Here we describe the main design choices of the FERN model. Full details can be found in the supplementary material.

Encoders

  1. 1.

    Recent earthquakes (ETAS-like): This encoder model is a direct generalization the sum term in the definition of ETAS. That is, its output is a sum of a function applied to cataloged data of every earthquake in the (recent) past. The function is constructed in the following way: The catalog provides 5 numbers that describe each earthquake, indexed by i: the time of the event \(t_i\), its epicentral location \(x_i, y_i\), depth \(d_i\) and moment magnitude \(M_i\). We use UTM coordinates for xy. In addition, the model has access to the spatiotemporal parameters of the cell xyt. For each earthquake and cell we calculate a list of k features \(F^1(t,x,y,t_i,x_i,y_i,d_i,M_i)\dots F^k(t,x,y,t_i,x_i,y_i,d_i,M_i)\). These feature functions are inspired by ETAS and constrained by physical considerations. A few examples of feature functions are the magnitude of the earthquake, \(F_1 = e^{M_i}\); the reciprocal of the elapsed time since the earthquake, \(F^2 = 1 / (t - t_j)\); the reciprocal of the distance earthquake’s epicenter, \(F^3= 1 / \sqrt{(x - x_j)^2 + (y - y_j)^2}\), etc. The full list of feature functions is given in table III of the supplementary material.
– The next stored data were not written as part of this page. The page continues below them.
Issue #1648, opened 2019-01-23
Investigate collecting `/etc/dnf/modules.d` and other dnf related information


csams:
We currently collect configuration information for yum but don't have anything in place for `dnf`. We should look into that.

tkasparek:
Prime example of this is the ```/etc/dnf/modules.d/``` directory which contains modularity related metadata.

miclark:
Fixed by #1656

PR #1656, opened 2019-01-28
Gather modularity related information

tkasparek:
Newer versions of YUM (based on DNF) are storing
additional metadata related to modularity functionality
in the /etc/dnf/modules.d/ directory.
These files are needed in order to properly calculate
package updates.

Signed-off-by: Tomas Kasparek <tkasparek@redhat.com>

### DIFF
--- a/docs/shared_parsers_catalog/dnf_modules.rst
+++ b/docs/shared_parsers_catalog/dnf_modules.rst
@@ -1,0 +1,3 @@
+.. automodule:: insights.parsers.dnf_modules
+    :members:
+    :show-inheritance:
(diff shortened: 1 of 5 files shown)


docs/shared_parsers_catalog/dnf_modules.srt
```diff
@@ -0,0 +1,3 @@
+.. automodule:: insights.parsers.dnf_modules
```
bfahr: @tkasparek this file is named incorrectly, it should be `.rst` instead of `.srt`.  Once you rename it please check your documentation as described here to make sure that it renders correctly.  https://insights-core.readthedocs.io/en/latest/docs_guidelines.html#testing-your-docstring

bfahr:
Related to #1648

docs/shared_parsers_catalog/dnf_modules.srt
tkasparek: Should be resolved now.

PR #1658, opened 2019-01-29
New parser for SapControlSystemUpdateList

xiangce:


insights/specs/default.py
```diff
@@ -583,29 +621,46 @@ def package_and_java(broker):
...
+
+        Returns:
+            (list): List of SID.
+
+        """
+        return list(set(sn[0] for sn in broker[DefaultSpecs.sap_sid_nr]))
+
+    sap_hdb_version = foreach_execute(sap_sid, "/usr/bin/sudo -iu %sadm HDB version", keep_rc=True)
     sap_host_profile = simple_file("/usr/sap/hostctrl/exe/host_profile")
+    sapcontrol_getsystemupdatelist = foreach_execute(sap_sid_nr, "/usr/bin/sudo -iu %sadm sapcontrol -nr %s -function GetSystemUpdateList", keep_rc=True)
```
csams: This isn't going to work correctly with the simple_file definition in insights_archive. The cat tool will shove all of the outputs into a single file. The definition in insights_archive will read it with simple file, but the parser won't handle it properly.

If you just ran the parser on the live system and let it get results of the foreach_command directly, that's different from what it would get from the simple_file in insights_archive. The single file will cause one parser to be created that's expected to understand how to break the output apart. The direct evaluation will create a separate parser per thing generated by the foreach_execute.

xiangce: The current parser in this PR was for the output of a single command. Yes, I'm sure it needs to be updated once we decided to use the "insights-cat sapcontrol_getsystemupdatelist" command to collect these "foreach_*" specs.

One of my concern is, how to handle the metadata in insights archives and sosreport archives correctly at the same time. E.g. the `ethtool` or `ifcfg` related commands, in sosreport, they are separated in different files (as per `iface`s). If refactor it with `insigths-cat`, the parser has to support the two different format?

xiangce: @csams, please check it again.

esakaiev:
test this please

insights/specs/default.py
```diff
@@ -632,29 +633,67 @@ def rhev_data_center(broker):
...
+        Returns:
+            (list): List of SID.
+
+        """
+        return list(set(sn[0] for sn in broker[DefaultSpecs.sap_sid_nr]))
+
+    sap_hdb_version = foreach_execute(sap_sid, "/usr/bin/sudo -iu %sadm HDB version", keep_rc=True)
     sap_host_profile = simple_file("/usr/sap/hostctrl/exe/host_profile")
+
+    def sapcontrol_getsystemupdatelist(broker):
```
csams: Needs at `@datasource`

insights/specs/default.py
```diff
@@ -632,29 +633,67 @@ def rhev_data_center(broker):
...
+        import json
+        rks_cmd = "/usr/bin/sudo -iu {0}adm sapcontrol -nr {1} -function GetSystemUpdateList"
+        relative_path = "sudo_-iu_*adm_sapcontrol_-nr_*_-function_GetSystemUpdateList"
+        header = "hostname, instanceNr, status, starttime, endtime, dispstatus"
+        line_set = set()
+        results = list()
+        for sid, nr in broker[DefaultSpecs.sap_sid_nr]:
+            cmd = rks_cmd.format(sid, nr).split()
+            ret = Popen(cmd, stdout=PIPE, stderr=PIPE)
```
csams: Get the context from the broker and use the `shell_out` function on it instead of using subprocess directly. This will give us a hook to help enforce filtering and command blacklisting.

insights/specs/default.py
xiangce: Done

insights/specs/default.py
xiangce: Done. Thanks a lot.

PR #1948, opened 2019-05-23
Fix coding to be utf-8 instead of UTF-8

akshay196:
Old UTF-8 resulted in this error from GNU Emacs:
```
   Warning (mule): Invalid coding system 'UTF-8' is specified
   for the current buffer/file by the :coding tag.
   It is highly recommended to fix it before writing to a file.
```

### DIFF
--- a/insights/tests/test_sysconfig_options.py
+++ b/insights/tests/test_sysconfig_options.py
@@ -1,4 +1,4 @@
-# -*- coding: UTF-8 -*-
+# -*- coding: utf-8 -*-
 from insights.core import SysconfigOptions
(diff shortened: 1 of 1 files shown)


bfahr:
@akshay196 this doesn't seem necessary unless you are changing this file for some other reason.  [PEP 263](https://www.python.org/dev/peps/pep-0263) doesn't specify case.  If there's not some other reason for this change would you mind to close it?  Thx.

akshay196:
@bfahr Yes, you are right. As per PEP 263, both ways are acceptable. Closing this PR.

PR #1949, opened 2019-05-24
Enhacne items in sos_archive

wushiqinlou:


insights/specs/sos_archive.py
```diff
@@ -26,12 +26,12 @@ class SosSpecs(Specs):
     date = first_of([simple_file("sos_commands/general/date"), simple_file("sos_commands/date/date")])
     df__al = first_file(["sos_commands/filesys/df_-al", "sos_commands/filesys/df_-al_-x_autofs"])
     df__alP = simple_file("sos_commands/filesys/df_-alP")
-    df__li = first_file(["sos_commands/filesys/df_-li", "sos_commands/filesys/df_-ali_-x_autofs"])
+    df__li = first_file(["sos_commands/filesys/df_-ali", "sos_commands/filesys/df_-ali_-x_autofs"])
```
lonicerae: After a long discussion with @wushiqinlou , using `df_-ali` to replace `df_-li` can lead to false positive for some plugin, e.g. `filesystem_capacity.py` which has been fixed in `rhbz#1661037`. So it may be better to create another parser for the `ali` option.

wushiqinlou: @wushiqinlou - As new parser can be added only when plugin requests, so I suggest to remove `df_-li` from sos_archive.py and not create parser for `df_ali`.

PR #1952, opened 2019-05-24
Enhance rsyslog conf rhel8 parser

vishwanathjadhav:
Enhanced the parser for RHEL-8, The format of the file is changed and need different parsing methods.


bfahr:
If RanierScript is still supported in RHEL8 then can the new parser handle this?
```
if $programname == 'prog1' then {
   action(type="omfile" file="/var/log/prog1.log")
   if $msg contains 'test' then
     action(type="omfile" file="/var/log/prog1test.log")
   else
     action(type="omfile" file="/var/log/prog1notest.log")
}
```

Also removing `filterable` requires spec change approval.

wushiqinlou:
@vishwanathjadhav @xiangce - According to my test, `RanierScript` works well  in RHEL8. As current plugins using rsyslog checks the content line by line, there is no need to parse this complicated file in detail, `LogFileOutput` may be a good choice.

bfahr:
I like the `LogFileOutput` approach to simplify the parser.  Its also best to keep the existing spec filtered  since there was justification to filter the existing parser.

wushiqinlou:
I have checked with xiangce and vish, we all agree that it is better to parse this file like logfile. I will submit a new PR to handle it and the combiner for /etc/rsyslog.d/*.conf.

xiangce:
As per discussion with @vishwanathjadhav and @wushiqinlou, I'm closing this PR since a new PR #2121 is created for the same parser/combiner

PR #1958, opened 2019-05-27
Added parser for Candlepin PostgreSQL cp_event table recrd count

jhutar:
This is related to https://github.com/RedHatInsights/insights-core/pull/1860 - same product (Satellite 6), but different table (cp_event) in a different database (candlepin).

CC @mccun934


bfahr:
@jhutar this is similar to #1860, see my comment there about adding a new datasource to identify whether the system is running the correct version of satellite before running the command.

PR #1961, opened 2019-05-30
Parser for command 'docker exec nova_libvirt /bin/ls -lanR /root'

ppandey-redhat:
* New parser for parsing command `docker exec nova_libvirt /bin/ls -lanR /root'`.

### DIFF
--- a/insights/specs/default.py
+++ b/insights/specs/default.py
@@ -565,6 +565,7 @@ class DefaultSpecs(Specs):
                            ])
     nova_crontab = simple_command("/usr/bin/crontab -l -u nova")
     nova_crontab_container = simple_command("docker exec nova_api_cron /usr/bin/crontab -l -u nova")
+    nova_libvirt_ls_root = simple_command("docker exec nova_libvirt /bin/ls -lanR /root")
     nova_uid = simple_command("/usr/bin/id -u nova")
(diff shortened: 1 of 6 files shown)


insights/specs/default.py
```diff
@@ -565,6 +565,7 @@ def semid(broker):
                            ])
     nova_crontab = simple_command("/usr/bin/crontab -l -u nova")
     nova_crontab_container = simple_command("docker exec nova_api_cron /usr/bin/crontab -l -u nova")
+    nova_libvirt_ls_root = simple_command("docker exec nova_libvirt /bin/ls -lanR /root")
```
bfahr: @ppandey-redhat since this command should only be executed on certain OSP nodes is that a way you could implement a datasource to determine whether the system is an OSP compute node before running this command?

psachin: @bfahr For this and https://github.com/RedHatInsights/insights-core/pull/1964, we can add a dependency component [IsOpenStackCompute](https://github.com/RedHatInsights/insights-core/blob/master/insights/components/openstack.py#L17) for a parser.

psachin: @bfahr I'm closing this PR in favour of https://github.com/RedHatInsights/insights-core/pull/2410 which also addresses the dependency component.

The feature vector \(\left( F^1_i,\dots ,F^k_i\right)\) is then passed through a multi-layer perceptron44 whose output is a latent representation of the earthquake features. This representation is then summed over the past N earthquakes, like the sum that defines \(\lambda\) in the ETAS model. The encoder is clearly invariant to permutations of catalog rows. Simply put, this encoder essentially mimics the structure of them time-dependent part of an ETAS model, only replacing the function f with a neural network, allowing to parameterize a much larger family of functions.

  2. 2.

    Long range seismicity: The goal of this encoder is to capture long- and short-term seismicity at the point (xy) at time t. The features for this model are built as follows. For each such point we calculate n(TdM), which is the number of earthquakes with magnitude larger than M, that occurred at most T seconds prior to t, at epicentral distance smaller than d from (xy). For implementation simplicity we use \(L_1\) distance, but this choice has negligible effects on the results. The parameters TdM are taken from a predefined list. The values of T and d are logarithmically spaced, allowing to capture very long histories as well as recent activity. This produces a feature vector \((n_1, \dots , n_k)\) per spatial location. Following a weight-sharing strategy similar to that of the recent earthquake encoder, we then use a multi-layer perceptron to parameterize a function g(nTdM) which is applied to all spatial locations. Implementation details are given in the supplementary material. Our experiments showed that using such weight sharing, i.e. learning a single function g, gives significantly better results then learning a more general model that takes the individual \(n_i\) as input.

  3. 3.

    Location: This encoder is intended to capture local properties for each spatial cell. The model output is a 16-dimensional vector representing the cell’s identity. In Fig. 4 it is seen that the encoding is well correlated with seismicity. The encoder is implemented as a one-hot encoder44 (treating every cell as a different class), followed by a single fully connected layer.

Loss metric

To calculate the loss,

$$\begin{aligned} {\mathscr {L}} = \sum _i \log \lambda _i-\iiint \lambda (x,y,t)dx\,dy\,dt \, \end{aligned}$$
(1)

we use the method suggested by Omi. et. al53. The total train period is divided into intervals that begin an end at the times \(\{t_i\}\) where earthquakes occurred. Each training example corresponds to one such interval \([t_i, t_{i+1}]\). For each interval, the catalog of all earthquakes that occurred prior to \(t_i\) is passed to the different encoders. The output of the encoders, the latent representation of \(H_{t-}\), is then passed to a decoder that outputs \(\int _{t_i}^{t_{i+1}}\lambda dt\) for each cell. For this calculation, \(\Delta t_i=t_{i+1}-t_{i}\) is supplied as in input to the decoder (see Fig. 1). The second term in Eq. (1) is then evaluated by summing the model output over all examples, and the first term is obtained through automatic differentiation, which is computationally cheap in neural networks.